# Kopsnij szluga



## isabel.eim

Hey, guys! I have a great doubt about this expression. A friend of mine said this to me for my birhtday. He said "happy birthday" and then "i Kopsnij szluga". I've seen is a slang in Polish, but I have no idea. I'd appreciate your help! Thanks in advance


----------



## NotNow

It means _give me a cigarette_.


----------



## LilianaB

Do you know the etymology. It looks more like have a drink, but I don't know. It is the most slangish, slang can get, I think.


----------



## BezierCurve

I also heard: "kobznij szluga".

Both "kopsnąć" and "szlug" can be found as colloquial expressions in PWN literature. Not sure about the etymology now.

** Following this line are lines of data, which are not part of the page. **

PR #6817, opened 2024-06-17
[Mistweaver] Fix vivify cast entries bug caused by vivacious vivification change.

vohrr:
### Description

Vivacious Vivification can proc during a hardcasted vivify and is not consumed until the following vivify cast. This is often causing two vivify casts and their subsequent eventlinked healing to occur simultaneously. 
This PR fixes that and does some Guide section verbiage updates

### Screenshots
Log Events Example (
image

Before:
image

After: 
image
image

### DIFF
--- a/src/analysis/retail/monk/mistweaver/modules/spells/Vivify.tsx
+++ b/src/analysis/retail/monk/mistweaver/modules/spells/Vivify.tsx
@@ -25,6 +25,8 @@ const RAPID_DIFFUSION_SPELLS = [
 const BASE_AVERAGE_REMS = 2.22;
 const RM_AVG_REM_DIFF = 3;
 
+type InvigoratingMistHealPerPlayer = { [key: number]: Set<string> };
+
 class Vivify extends Analyzer {
   static dependencies = {
     spellUsable: SpellUsable,
@@ -34,7 +36,7 @@ class Vivify extends Analyzer {
   protected spellUsable!: SpellUsable;
   protected upliftedSpirits!: UpliftedSpirits;
   casts: number = 0;
-
+  healsPerPlayer: InvigoratingMistHealPerPlayer = {};
   mainTargetHealing: number = 0;
   mainTargetOverhealing: number = 0;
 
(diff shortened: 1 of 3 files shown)


src/analysis/retail/monk/mistweaver/modules/spells/Vivify.tsx
```diff
@@ -280,57 +275,80 @@ class Vivify extends Analyzer {
...
+        const effective = invigHeal.amount + (invigHeal.absorbed || 0);
+
+        fullOverhealHits += !effective ? 1 : 0;
+        healingPerCast += effective;
+        overhealPerCast += invigHeal.overheal || 0;
+
+        this._tallyUpliftedSpiritsCDR(invigHeal);
+        this.healsPerPlayer[targetId]
+          ? this.healsPerPlayer[targetId].add(heal_id)
+          : (this.healsPerPlayer[targetId] = new Set<string>().add(heal_id));
```
emallson, line 321: i'm not sure I follow what this `healsPerPlayer` tracking is doing. it seems like the keys will often not be duplicated because the invigorating mists heals will have different amounts/overheals even if the timestamp is identical.

actually i think i get it---this happens because the invig heal is processed twice. `targetsInGrouping` limits each vivify to processing at most 1 invig per player. then `healsPerPlayer` limits each invig to being processed at most once even if linked to multiple vivifies. is that right?

vohrr: Yep! Its a bit of a bandaid I know, if there is a cleaner way to do this let me know. The identical timestamp threw all my attempts and solving it via EventLinkNormalizer

emallson: yea i think this would *technically* be solvable with some `additionalCondition` magic but its messy enough that I'm not sure its worth it, and it would ultimately be very similar to what you're doing here. this could use a brief explanation of what the two sets are doing but otherwise seems okay.

minor nit would be to use a `Set` instead of an array for `targetsInGrouping` but the list is small enough that I'm not sure if the overhead of using a Set is outweighed by the faster lookups

vohrr: updated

PS. And indeed, it means "give me a cigarette".


----------



## BezierCurve

Just a thought: as "kopsnąć" means also "kick" (and I think that's the original meaning) I just have a theory... You'd need to "kick a cigarette" when there would be no other way to pass it, just like when you have bars between you and your interloqutor.


----------



## LilianaB

What is _szlug_ ?  _Szluchnac_ is pic in Silesian, I think.


----------



## BezierCurve

_Szlugi _means cigarettes and is quite popular now among 20 - 30 years old.


----------



## LilianaB

What the etymology would be?  It is definitely from German, but in which sense. I think this word in German means something closer to hit.


----------



## majlo

The only meaning of "kopsnij" (never "kobznij") that I know of is "to give".


----------



## BezierCurve

There's also "wykopsać" (np. kogoś ze stanowiska). For "kopsnąć" PWN lists both "kopnąć" and "dać". I believe "dać" came after that, as a result of that slangish use.


----------



## LilianaB

Kopsnac jest na pewno orginalnie od kopac. Kopnij pilke, podaj pilke i potem stalo sie podac.


----------



## LilianaB

Are you sure it is Polish? It sounds like a weird version of Silesian.


----------



## isabel.eim

Thanks for yor help!

I'm almost sure that's polish, but I have to say I'm not 100% sure.

Anyway, thanks for your suggestions. Though I still wonder why he would say that for my birthday hehe.


----------



## inter1908

It is used in (almost) whole Poland, but yeah mainly from teenagers to ~30 year old people. http://www.miejski.pl/slowo-kopsnij+szluga


----------



## dreamlike

isabel.eim said:


> He said "happy birthday" and then "i Kopsnij szluga"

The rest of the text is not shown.